PR #6826, opened 2023-01-10
Hide sensitive information in 2FA setup page when printing

jstebenne:
The QR code (and manual code) should not be recoverable after the initial setup. This would allow an unauthorized person to access an account without leaving a trace (like showing that a backup code was used, given that person has the account password).

Even if very low, having that information visible could be a problem.

---
Changes in this pull request:

- Add CSS classes to hide sensitive information when printing the 2FA setup page
- Hide instructions on how to use the QR code
- Remove dead code

Previews:

@JC5


jstebenne:
I could also hide the `Code` field at this point. I wasn't sure if it would be necessary.

JC5:
Nice, merged.

PR #6942, opened 2023-01-29
Correct Norwegian translation for auto budgetting

aleksen:
Fixes issue # (if relevant)

Changes in this pull request:

- Changed translation for one of the auto budgetting types in Norwegian. The biggest problem was that the two different types had the same translation. Now they don't. New translation uses the term "Legg til", which means "Add". Original translation was "Angi" which means "Set"
- 
- 

@JC5


JC5:
Thanks for this!

Please submit translations to: https://crowdin.com/project/firefly-iii

Otherwise a new release will simply overwrite them.

PR #7001, opened 2023-02-08
Add week days to Rule Triggers

miguelangel-nubla:
Signed-off-by: miguelangel-nubla <miguelangel.nubla@gmail.com>

### DIFF
--- a/app/Support/ParseDateString.php
+++ b/app/Support/ParseDateString.php
@@ -25,6 +25,7 @@ declare(strict_types=1);
 namespace FireflyIII\Support;
 
 use Carbon\Carbon;
+use Carbon\CarbonInterface;
 use FireflyIII\Exceptions\FireflyException;
 use Log;
 
@@ -46,6 +47,13 @@ class ParseDateString
             'end of this quarter',
             'start of this year',
             'end of this year',
+            'monday',
+            'tuesday',
+            'wednesday',
+            'thursday',
+            'friday',
+            'saturday',
+            'sunday',
         ];
 
     /**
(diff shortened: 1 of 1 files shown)


JC5:
What do you expect these triggers to do?

miguelangel-nubla:
[Transaction|Payment day|Due date|other date] is on [weekday]
Screenshot 2023-02-09 153045

JC5:
The problem is that this will trigger when *today* is Monday, not when the transaction is on Monday. This is less of a problem for the other custom searches.

miguelangel-nubla:
I see your point.

It currently triggers when _today's week [weekday]_ is equal to the date.
So "monday of this week", "tuesday of this week" trigger values would make more sense?

JC5:
>  So "monday of this week", "tuesday of this week" trigger values would make more sense?

The current set of text triggers ("start of this quarter" etc) do not make sense in the context of rules, because they apply to today's date, not to the transaction's date. So expanding this doesn't really work right now.

It will not be useful in a rule. "Monday of this week" seems a strange filter when you're importing months of transactions. All those months will not trigger the rule, you can't set "any Monday", it's just "Monday of this week".

miguelangel-nubla:
I agree any "monday" would be a more useful filter.

From what I can tell with a quick look at the code, all the date operators for the search would need to be modified, as they compare against exact dates, or date rages, none of which apply:
```
date_is:2020-01-01
date_before:today
date_after:"start of this month"
interest_date_* (same options)
book_date_* (same options)
process_date_* (same options)
due_date_* (same options)
payment_date_* (same options)
invoice_date_* (same options)
created_at_* (same options)
updated_at_* (same options)
```

Do you have any pointers where would be a good place to implement this?

JC5:
> Do you have any pointers where would be a good place to implement this?

Some time in the future. This needs a whole bunch of changes, and will either break the search engine, or the rule engine. I'd like to postpone that because other things are more important right now.

PR #7535, opened 2023-05-22
Withdraw from piggy banks

ChrisWin22:
Fixes issue # 6631

Changes in this pull request:

- Added ability to deduct from a Piggy Bank on a Withdrawal
- Added ability to add to Piggy Bank from a Deposit

@JC5

The feature to add to a Piggy Bank from a Deposit was not a part of the original issue but when implementing it seemed to make sense to do it at the same time. If you would like me to make it only for Withdrawals let me know and I can change that.

### DIFF
--- a/app/Console/Commands/Correction/FixPiggies.php
+++ b/app/Console/Commands/Correction/FixPiggies.php
@@ -25,11 +25,10 @@ namespace FireflyIII\Console\Commands\Correction;
 
 use FireflyIII\Models\PiggyBankEvent;
 use FireflyIII\Models\TransactionJournal;
-use FireflyIII\Models\TransactionType;
 use Illuminate\Console\Command;
 
 /**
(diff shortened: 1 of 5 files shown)


JC5:
Looks good. Could you drop the generated JS code from the PR though?

ChrisWin22:
Of course! I wasn't sure if you wanted them or not.

JC5:
Also check out:

https://github.com/firefly-iii/firefly-iii/blob/develop/app/TransactionRules/Actions/UpdatePiggybank.php#L68

JC5:
Nice. I might add a few details to the FixPiggies command, to make sure piggy bank events are only linked to transfers, withdrawals or deposits. But i'm not sure how that works in your PR so i'll commit that separately. It has no priority.

Good work! Merged :+1:

PR #7676, opened 2023-06-20
Rule ConvertToDeposit: fix missing parameter

timendum:
Fixes issue # (if relevant)

Changes in this pull request:

- a minor fix on the ConvertToDeposit, a missing parameter in the where condition.

When the rules triggers, I'm getting this error:

    Internal Firefly III Exception:
    SQLSTATE[22007]:
    Invalid datetime format: 1292 Truncated incorrect DOUBLE value: '=' (Connection: mysql,
    SQL: update `transactions` set `account_id` = 254 where `transaction_journal_id` = = and `amount` < 0
    )

I hope this fix it, I've also checked others ConvertToX rules, but they look good to me.

@JC5


JC5:
Nice find, that should fix it! 👍🏻

PR #7717, opened 2023-07-04
Cover the startOfPeriod method of Navigation class

tonicospinelli:
Just continue the work to increase the coverage of Navigation class

@JC5


JC5:
Nice :+1:

PR #8028, opened 2023-10-05
Fix interest payment deducted from amount due

tieu1991:
Changes in this pull request:

Withdrawal from liability to expense account currently fall in all other case, which decrease the debt. This can be interest payment, so I added a case to increase de debt for this type of transaction.

@JC5


JC5 (approved):

JC5:
:+1:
------------------------------------------------
GOAL OF THE EXERCISE:
What is needed is a word-for-word copy of the records.

THE COMPLETED TASK:
PR #6826, opened 2023-01-10
Hide sensitive information in 2FA setup page when printing

jstebenne:
The QR code (and manual code) should not be recoverable after the initial setup. This would allow an unauthorized person to access an account without leaving a trace (like showing that a backup code was used, given that person has the account password).

Even if very low, having that information visible could be a problem.

---
Changes in this pull request:

- Add CSS classes to hide sensitive information when printing the 2FA setup page
- Hide instructions on how to use the QR code
- Remove dead code

Previews:

@JC5


jstebenne:
I could also hide the `Code` field at this point. I wasn't sure if it would be necessary.

JC5:
Nice, merged.

PR #6942, opened 2023-01-29
Correct Norwegian translation for auto budgetting

aleksen:
Fixes issue # (if relevant)

Changes in this pull request:

- Changed translation for one of the auto budgetting types in Norwegian. The biggest problem was that the two different types had the same translation. Now they don't. New translation uses the term "Legg til", which means "Add". Original translation was "Angi" which means "Set"
- 
- 

@JC5


JC5:
Thanks for this!

Please submit translations to: https://crowdin.com/project/firefly-iii

Otherwise a new release will simply overwrite them.

PR #7001, opened 2023-02-08
Add week days to Rule Triggers

miguelangel-nubla:
Signed-off-by: miguelangel-nubla <miguelangel.nubla@gmail.com>

### DIFF
--- a/app/Support/ParseDateString.php
+++ b/app/Support/ParseDateString.php
@@ -25,6 +25,7 @@ declare(strict_types=1);
 namespace FireflyIII\Support;
 
 use Carbon\Carbon;
+use Carbon\CarbonInterface;
 use FireflyIII\Exceptions\FireflyException;
 use Log;
 
@@ -46,6 +47,13 @@ class ParseDateString
             'end of this quarter',
             'start of this year',
             'end of this year',
+            'monday',
+            'tuesday',
+            'wednesday',
+            'thursday',
+            'friday',
+            'saturday',
+            'sunday',
         ];
 
     /**
(diff shortened: 1 of 1 files shown)


JC5:
What do you expect these triggers to do?

miguelangel-nubla:
[Transaction|Payment day|Due date|other date] is on [weekday]
Screenshot 2023-02-09 153045

JC5:
The problem is that this will trigger when *today* is Monday, not when the transaction is on Monday. This is less of a problem for the other custom searches.

miguelangel-nubla:
I see your point.

It currently triggers when _today's week [weekday]_ is equal to the date.
So "monday of this week", "tuesday of this week" trigger values would make more sense?

JC5:
>  So "monday of this week", "tuesday of this week" trigger values would make more sense?

The current set of text triggers ("start of this quarter" etc) do not make sense in the context of rules, because they apply to today's date, not to the transaction's date. So expanding this doesn't really work right now.

It will not be useful in a rule. "Monday of this week" seems a strange filter when you're importing months of transactions. All those months will not trigger the rule, you can't set "any Monday", it's just "Monday of this week".

miguelangel-nubla:
I agree any "monday" would be a more useful filter.

From what I can tell with a quick look at the code, all the date operators for the search would need to be modified, as they compare against exact dates, or date rages, none of which apply:
```
date_is:2020-01-01
date_before:today
date_after:"start of this month"
interest_date_* (same options)
book_date_* (same options)
process_date_* (same options)
due_date_* (same options)
payment_date_* (same options)
invoice_date_* (same options)
created_at_* (same options)
updated_at_* (same options)
```

Do you have any pointers where would be a good place to implement this?

JC5:
> Do you have any pointers where would be a good place to implement this?

Some time in the future. This needs a whole bunch of changes, and will either break the search engine, or the rule engine. I'd like to postpone that because other things are more important right now.

PR #7535, opened 2023-05-22
Withdraw from piggy banks

ChrisWin22:
Fixes issue # 6631

Changes in this pull request:

- Added ability to deduct from a Piggy Bank on a Withdrawal
- Added ability to add to Piggy Bank from a Deposit

@JC5

The feature to add to a Piggy Bank from a Deposit was not a part of the original issue but when implementing it seemed to make sense to do it at the same time. If you would like me to make it only for Withdrawals let me know and I can change that.

### DIFF
--- a/app/Console/Commands/Correction/FixPiggies.php
+++ b/app/Console/Commands/Correction/FixPiggies.php
@@ -25,11 +25,10 @@ namespace FireflyIII\Console\Commands\Correction;
 
 use FireflyIII\Models\PiggyBankEvent;
 use FireflyIII\Models\TransactionJournal;
-use FireflyIII\Models\TransactionType;
 use Illuminate\Console\Command;
 
 /**
(diff shortened: 1 of 5 files shown)


JC5:
Looks good. Could you drop the generated JS code from the PR though?

ChrisWin22:
Of course! I wasn't sure if you wanted them or not.

JC5:
Also check out:

https://github.com/firefly-iii/firefly-iii/blob/develop/app/TransactionRules/Actions/UpdatePiggybank.php#L68

JC5:
Nice. I might add a few details to the FixPiggies command, to make sure piggy bank events are only linked to transfers, withdrawals or deposits. But i'm not sure how that works in your PR so i'll commit that separately. It has no priority.

Good work! Merged :+1:

PR #7676, opened 2023-06-20
Rule ConvertToDeposit: fix missing parameter

timendum:
Fixes issue # (if relevant)

Changes in this pull request:

- a minor fix on the ConvertToDeposit, a missing parameter in the where condition.

When the rules triggers, I'm getting this error:

    Internal Firefly III Exception:
    SQLSTATE[22007]:
    Invalid datetime format: 1292 Truncated incorrect DOUBLE value: '=' (Connection: mysql,
    SQL: update `transactions` set `account_id` = 254 where `transaction_journal_id` = = and `amount` < 0
    )

I hope this fix it, I've also checked others ConvertToX rules, but they look good to me.

@JC5


JC5:
Nice find, that should fix it! 👍🏻

PR #7717, opened 2023-07-04
Cover the startOfPeriod method of Navigation class

tonicospinelli:
Just continue the work to increase the coverage of Navigation class

@JC5


JC5:
Nice :+1:

PR #8028, opened 2023-10-05
Fix interest payment deducted from amount due

tieu1991:
Changes in this pull request:

Withdrawal from liability to expense account currently fall in all other case, which decrease the debt. This can be interest payment, so I added a case to increase de debt for this type of transaction.

@JC5


JC5 (approved):

JC5:
:+1:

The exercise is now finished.